É possível observar que em 9 entre 10 entrevistas destes líderes de negócios não estão contempladas as questões da soberania do país, da desigualdade social, do desemprego e da fome; muito menos da tendência genocida e negacionista do Governo que ele promoveram; nem é falado no sofrimento imenso de milhões de pessoas, que não só foram atingidas pela morte e pela doença – face tanto ao descaso sanitário do Governo Bolsonaro – como também pela violência, promovida ao primeiro plano da política, em todas as nossas instâncias políticas e territoriais.

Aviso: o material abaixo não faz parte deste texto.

PR #227, opened 2022-09-05
New dev/debug tool: Add Items

Fellshadow:
Adds a new dev/debug tool that lets you add items to your bag.
Idea for this came from the script thisisatest provided a while back in the discord for adding rare candies.

Usage:
- Load the tool *after* loading the tracker, which will open up a form for the tool and a popup for usage info
- Select the item from a dropdown, and specify quantity in the text box (which i've limited to 2-digit unsigned integers) and click "Add" to add the item
  - For HMs and Key items, you can technically specify a quantity greater than 1 but the tool will set it to 1. I think it still works either way but might as well adjust this just in case
- Item gets added to the bottom of the relevant bag pocket, so that existing items don't get overwritten (unless you have a full bag)
  - Note, if you have the bag open when you click "Add" you will need to close and reopen the bag to actually see the item added

Untitled

Notes:
- Most key items will probably not work, as they require certain flags to be set in the game in addition to having the item
  - On this note, may be interesting to set it up to auto-set those flags later if wanted (i already know how to set the flags for mystic/aurora ticket in FRLG for example) but i decided to not bother for now
- I didn't see anything game-breaking when i've tried this out, but sometimes things may get weird (if the item isn't known by the game then it'll pop up as ?????? for example). I'd highly recommend making a savestate before using the tool, as a restore point just in the off-chance that something *does* go wrong (or you want to revert).
  - It's probably fine for regular items since you can toss, it's particularly key items you may want to be careful about adding

Fun Fact: Apparently Acro/Mach bike are programmed in FRLG to work just like the regular bicycle, so adding/using them works.

### DIFF
--- a/ironmon_tracker/Debug/AddItems.lua
+++ b/ironmon_tracker/Debug/AddItems.lua
@@ -1,0 +1,142 @@
+AddItems = {}
+
+function AddItems.createAddItemForm()
+    local y = 15
+    local x = 10
+    local itemData = {}
+    table.insert(itemData, Constants.BLANKLINE)
+	for _, item in pairs(MiscData.Items) do
+        if item ~= "unknown" then
+		    table.insert(itemData, item)
+        end
+	end
+
+    local addItemForm = forms.newform(170, 115, "Add Items")
+    forms.setproperty(addItemForm, "MinimizeBox", false)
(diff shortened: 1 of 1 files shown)


UTDZac (approved):
Great tool and addition.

O fato de o empresário ter dito verdades sobre a nossa política externa e sobre a necessidade de tratar bem os clientes dos nossos negócios externos, todavia, não lhe retira do campo político criminoso, que a maioria do grande empresariado do país se inscreveu. No atual período, o campo que rejeita outra saída econômica – para o país – fora dos quadros do atual ultraliberalismo de Guedes e Bolsonaro, não tem condições de implantar qualquer via. Renegar Bolsonaro, sem renegar o ultraliberalismo e a corrupção sistêmica que lhe segue, será apenas uma modesta repaginação do “bolsonarismo sem Bolsonaro”

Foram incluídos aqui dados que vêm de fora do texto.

PR #228, opened 2022-09-05
Double battle2

jtigues:
- Complete overhaul of the viewSlots system. Now all 4 pokemon's view slots will be tracked for double battles battle.
- Move effectiveness will always use the Left pokemon from the opposing team for both your pokemon and the opponent's. (Note, the opponent's Left is the Player's Right)
- You can now toggle between all 4 pokemon in a double battle in the order: Your Left -> Their Left -> Your Right -> Their Right -> Repeat
- updateViewSlots moved to Battle.lua since it's a Battle-only function


jtigues:
Too many reverted changes, undoing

Esta repaginação poderá ter seu caminho eleitoral facilitado pela desunião das esquerdas e pela ausência de uma oposição democrática ampla. Só esta seria capaz de pactuar uma saída para a crise, por fora do autoritarismo fascista, que já nos custou o peso do ridículo global, a volta da fome e da exclusão radical e as mais de 600 mil mortes do seu negacionismo medieval. Olhando com lupa a votação da PEC do “calote” e o discurso do presidente ruralista, inconformado com o tratamento dado aos “camaradas chineses”, podemos concluir que o tempo é cada vez mais curto e o perigo do fascismo ultraliberal é cada vez mais real. As soluções não vêm do mercado, mas da democracia, não vêm da ideia do mérito, mas da igualdade real, não vêm do calote, mas da responsabilidade social que poderá ser assumida por um governo legítimo, saído de eleições livres e justas, nas quais o fascismo e os fascistas tenham uma derrota acachapante.

Tarso Genro foi governador do Estado do Rio Grande do Sul, prefeito de Porto Alegre, ministro da Justiça, ministro da Educação e ministro das Relações Institucionais do Brasil.